WWW2026
FCRLLM: Aligning LLM with Collaborative Filtering for Long-tailed Sequential Recommendation
Byungmoon Heo, Namjun Lee, Seonah Kim, Jaekwang Kim
Abstract
In real-world scenarios, users tend to engage with a small set of popular items, while a large number of long-tail items receive little to no interaction. This long-tail phenomenon substantially impairs recommendation quality. Although prior approaches have attempted to address this issue, the absence of sufficient collaborative signals remains a major obstacle. With the advent of Large Language Models (LLMs), recent studies have explored leveraging LLM-derived semantics to enrich recommendation models.
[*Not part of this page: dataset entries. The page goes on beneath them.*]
PR #1805, opened 2024-11-09
chore: Make nodeclaimlifecycle.Controller.Name() method private in lifecycle controller code

YanyChoi:
Fixes #N/A 

**Description**
The original public method `c.Name()` caused IntelliJ to spit out errors for not matching the `ObjectReconciler` interface.
This method won't be used outside of struct `nodeclaimlifecycle.Controller`, so I privatized this method to resolve the object infer errors.

image

ran `make presubmit`

### DIFF
--- a/pkg/controllers/nodeclaim/lifecycle/controller.go
+++ b/pkg/controllers/nodeclaim/lifecycle/controller.go
@@ -85,7 +85,7 @@ func NewController(clk clock.Clock, kubeClient client.Client, cloudProvider clou
 
 func (c *Controller) Register(_ context.Context, m manager.Manager) error {
 	return controllerruntime.NewControllerManagedBy(m).
-		Named(c.Name()).
+		Named(c.name()).
 		For(&v1.NodeClaim{}).
 		Watches(
 			&corev1.Node{},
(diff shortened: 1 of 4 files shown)


pkg/controllers/nodeclaim/lifecycle/controller.go
```diff
@@ -85,7 +85,7 @@ func NewController(clk clock.Clock, kubeClient client.Client, cloudProvider clou
 
 func (c *Controller) Register(_ context.Context, m manager.Manager) error {
 	return controllerruntime.NewControllerManagedBy(m).
-		Named(c.Name()).
+		Named(c.name()).
```
jonathan-innis, line 88: I'm not sure that I quite understand why this needs to be done -- if a struct has more methods that aren't defined on an interface, that doesn't mean that it doesn't fulfill the interface. This seems like a change that Intellij should take up vs. one that we should make in _our_ code

jonathan-innis (changes requested):

pkg/controllers/nodeclaim/lifecycle/controller.go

These approaches aim to incorporate textual or contextual knowledge to compensate for limited user-item interactions. A key challenge, however, lies in effectively integrating semantic signals with collaborative representations, which originate from different modalities and learning dynamics. To tackle this, We propose a novel framework, called FCRLLM (the Flipped Classroom with LLM), for long-tail sequential recommendation that aligns collaborative and LLM-based semantic representations. The flipped classroom mechanism dynamically updates the teacher representation to align with the student's attention, enabling more effective integration of semantic and collaborative information. This alignment is implemented via an energy-based formulation inspired by Hopfield networks. To validate its effectiveness, we conduct extensive experiments on three real-world datasets and demonstrate that FCRLLM consistently improves recommendation performance regardless of item popularity or user activity.